When we went in thanksgiving  we searched bay lake tower beach club and boardwalk and found it was an easy trade. multiple places came up but not the lodge.


----------



## cnacht (May 17, 2011)

Toontoy,
Did Bay Lake Tower ever come up?  
Wasn't sure they were being spotted on RCI yet, but I am new to this so what do I know 
I suppose I should expand my search.
I would still be interested in others experience with ongoing search and DVC.
Also, do you think I started my search soon enough?
Thanks,
Chad


----------



## toontoy (May 17, 2011)

Bay Lake tower never came up, that was the resort we really wanted. RCI said it might be a few years since its so new. The most common are Saratoga springs and Old key west. Those 2 we removed from our search as we prefer the hilton resorts to those, as they are not right next to a park and out of the way a bit, both are near downtown disney.


----------



## elaine (May 17, 2011)

Do you only want certain DVCs--meaning you would stay at a HGVC, like PP, if you could only get SSR/OKW? IF so, then put in all DVCs you would be OK with, and be prepared to stay at a HGVC at a back-up. VWL is the smallest resort, so adding a couple other resorts would increase your chances.  What about BWV (they get a decent amount of RCI deposits), if you want to be close to the parks? It is spring break for a lot of schools and a lot more people in RCI know about DVC now. I was in the same situation, and I was nervous about getting any DVC for the week prior to Easter, even SSR and OKW. We decided to just book HGVC-Seaworld, as it looked like DVC was putting in units at about 7 months out and we needed more firm plans. good luck. Elaine


----------



## MichaelColey (May 17, 2011)

VWL seems to be about the third most common Orlando DVC deposit.

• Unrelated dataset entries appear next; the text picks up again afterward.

PR #454, opened 2026-09-07
Prioritize queued heads over implicit tuning in budgeted runs

### LINKED ISSUE #453: Implicit tuning can consume the head-generation dispatch window
A budgeted GEAK run can reach HeadKernel with a nonempty queue but zero authoring attempts because the implicitly enabled TuningSkillset phase runs first and can consume the head-dispatch window.

The handoff adapter already forwards the external runner timeout as `time_budget_s`. The workflow starts TuningSkillset before HeadKernel without checking whether tuning was explicitly requested or whether heads are waiting. Its general agent bound reaches toward finalization; it does not allocate time specifically for head generation. When the head-dispatch timer has expired, the head loop starts no candidates.

At current main `bf7dbe3546e41b45727b9d9cdb721702b66d57d3`, the relevant default arithmetic is:

```text
final_reserve = min(3600 seconds, 20% of runner budget)
effective_budget = max(60 seconds, runner budget - final_reserve)
head_dispatch_deadline = max(60% of effective_budget, effective_budget - 10800 seconds)
```

The budget block is identical at historical revision `1273601ad461d38a95477196b0cbbe02ef9ed423`. A saved MiniMax run (`20260826T071134Z-9a354575`) had a 15,942-second grant, a nonempty head queue, zero head/budget usage, and at least 10,070.79 seconds of recorded pre-head work by tuning completion. Its handoff omitted `tuning_skillset`; replay through the current handoff mapper preserves that omission. The default dispatch deadline is 7,652.16 seconds. Even a zero final reserve gives only 9,565.2 seconds. Artifact timestamps give a lower bound; the exact dispatch-timer event and any reserve override were not recovered.

A narrow correction is to give queued heads priority over tuning enabled only by default:

- Before starting a tuning worker, skip implicit tuning when the external budget is finite and positive, both tune and head phases are selected, the head queue is nonempty, and `HEAD_BUDGET > 0`.
- Preserve explicit `tuning_skillset=true`, tune-only, no-head, zero-head-budget, and unbudgeted behavior.
- Preserve any carried accepted tuning result, including its deployment bundle and overlay.
- Expose `implicit_tuning_skipped_for_head_generation` in the ledger, report inputs, workflow tuning result, and normalized result.
- Exercise the actual scheduling blocks with a deterministic clock, a slow-tuning negative control, authoring/retry dispatch, carried state, and explicit combined tuning plus head work.

This closes one admission path that can starve generation. It does not guarantee that earlier profiling, capture, authoring, or final validation will finish. Explicit tuning retains its existing scheduling risk. Skipping a phase starts no worker and requires no cancellation claim.

PR #437 changes the measurement lifecycle and PR #444 changes KB recall and attestation; neither adds this admission rule. The complete-argv resolver correction in #452 is separate.

iraj465:
Fixes #453

Budgeted runs with queued heads can spend their head-dispatch window in TuningSkillset even when the caller never requested tuning explicitly. This change skips starting that optional phase when `tuning_skillset` is omitted, the external `time_budget_s` is finite and positive, tune and head are selected, and both the head queue and head budget are nonempty.

An explicit `tuning_skillset=true` retains the existing tune-then-head path. Tune-only, no-head, zero-head-budget, disabled-tuning, and unbudgeted behavior stay the same. Carried accepted tuning state, deployment data, and overlays remain available. The ledger, report inputs, workflow result, and normalized `result.json` record `implicit_tuning_skipped_for_head_generation`.

The regression executes the shipped tuning and head blocks with deterministic mocked workers. Its negative control removes only the new admission guard and reproduces zero author dispatch after slow tuning. With admission enabled, capture, bakeoff, authoring including a transient retry, and accepted integration run. Additional cases cover explicit tuning plus head acceptance, carried accepted state, phase/budget boundaries, and skip metadata.

Validation on main `bf7dbe3`:

- Python compatibility and normalization suite: **372 passed, 4 skipped** because Torch is unavailable.
- Existing tuning-contract L0 entry point, including the new scheduling regression: passed.
- Time-reserve and expert-skills compatibility checks: passed.
- Ruff on the three changed Python files and `git diff --check`: passed.
- Whole-workflow syntax check: passed after replacing the exact leading `export const meta =` with `const meta =` and compiling in an async function; this is syntax validation only.

Integration checks at the inspected PR heads:

- PR #437 (`35465a47`) plus the complete-argv correction (#452): applied cleanly; **376 Python tests passed, 4 skipped**; tuning/scheduling Node checks passed.
- PR #444 (`990a84e6`): tuning/scheduling Node checks passed after one declaration-location conflict was resolved by retaining PR444's earlier `let tuning` declaration. The candidate itself remains based on main.

This policy addresses implicit-tuning starvation. It does not reserve a complete generation window, change the dispatch/finalization deadlines, cancel running workers, or guarantee completion of earlier profiling, capture, authoring, or final validation. Explicit tuning can still exhaust the head-dispatch window. No GPU performance result or production adoption is claimed.

### DIFF
--- a/e2e_workflow/README.md
+++ b/e2e_workflow/README.md
@@ -148,12 +148,24 @@ achievable number (it is broader = more backends, deeper = more/faster rounds, p
 spare GPUs while the e2e gate runs on the serving slot, with matched in-window A/B so parallelism never
 corrupts a measurement).
 
-## Tuning skillset (`tuning_skillset`, default ON)
+## Tuning skillset (`tuning_skillset`)
 
 A dedicated phase — **after ConfigSweep, before HeadKernel** — that runs the tuning skillset vendored at
 `<repo>/perf_knowledge/expert_skills/tuning/`: an independently-validated method for tuning GPU ops on AMD Instinct (per-op
 tuners, deploy paths into a live server, and the engagement checks that prove a tuned artifact is
 actually what the machine runs).
+
+With a finite external `time_budget_s`, an invocation that has pending HeadKernel work skips
+implicitly enabled tuning before starting a tuning worker. This prevents the optional phase from
+consuming the head-dispatch window. Set `tuning_skillset:true` explicitly to request the existing
+tune-then-head path, or drive the tuning and head phases separately with their carried state.
+Tune-only, unbudgeted, and no-pending-head invocations keep the existing default. Previously accepted
+tuning state and its deploy bundle remain available when a new tuning attempt is skipped.
+
+The skip is recorded as `implicit_tuning_skipped_for_head_generation` in the ledger and tuning result.
+This is phase admission, not worker cancellation or a guarantee that profiling, capture, authoring,
+or final validation will finish within the budget. No duration estimate is used to admit an unbounded
+tuning worker, and the existing dispatch and final-reserve deadlines remain unchanged.
 
 **It is vendored whole and run whole.** The tree is byte-identical to the standalone repo it is validated
 in (37 executable claims in `validate/claims.py`), hash-pinned by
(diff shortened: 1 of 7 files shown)


iraj465:
Superseded by #452, which now includes these exact fixes and regression tests. Consolidated into one PR per repository for this delivery; the combined source passed fresh local checks. Please review #452.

I would say that you would have a very good chance of getting it.


----------



## cnacht (May 17, 2011)

Thanks for all the input.  I expanded my search to include the other DVC resorts except BWV.  I have stayed there twice already.  I liked it, but want to try something different.  If I end up with SSR or OKW, how do they compare to the HGVC properties?  If I don't get a match at how many months out do I need to bail to still use my points at one of the other Orlando HGVC resorts?
Thanks,
Chad


----------



## mleonhardt (Jun 21, 2011)

so sept and oct are not too hard to get a 2 bdrm at disney booking 9 mo out?


----------



## Janann (Jun 26, 2011)

*Interesting question*



cnacht said:


> Thanks for all the input.  I expanded my search to include the other DVC resorts except BWV.  I have stayed there twice already.  I liked it, but want to try something different.  If I end up with SSR or OKW, how do they compare to the HGVC properties?  If I don't get a match at how many months out do I need to bail to still use my points at one of the other Orlando HGVC resorts?
> Thanks,
> Chad



I own at HGVC Las Vegas Strip, have stayed a couple times at HGVC Flamingo, and recently stayed at OKW.  I stayed at HGVC Sea World many years ago, and stayed at HGVC International Drive in 2004 and 2008.  Its interesting to try to explain how OKW compares to HGVC.  I think that if you are happy with HGVC units you'll be happy with an OKW unit.  The issue with OKW for some people is that it is very spread out, even more so than HGVC International Drive.  I think you'll find that the quality of the units is very similar.  Assuming that you consider the units the same, then the only real advantage of a Disney resort is the perks of staying on Disney property (busses, souvenir delivery, extra magic hours, etc.).


----------



## yumdrey (Jun 29, 2011)

remember, OKW is being renovated now and those units would be very nice!


----------



## matt987106 (Jul 4, 2011)

yumdrey said:


> remember, OKW is being renovated now and those units would be very nice!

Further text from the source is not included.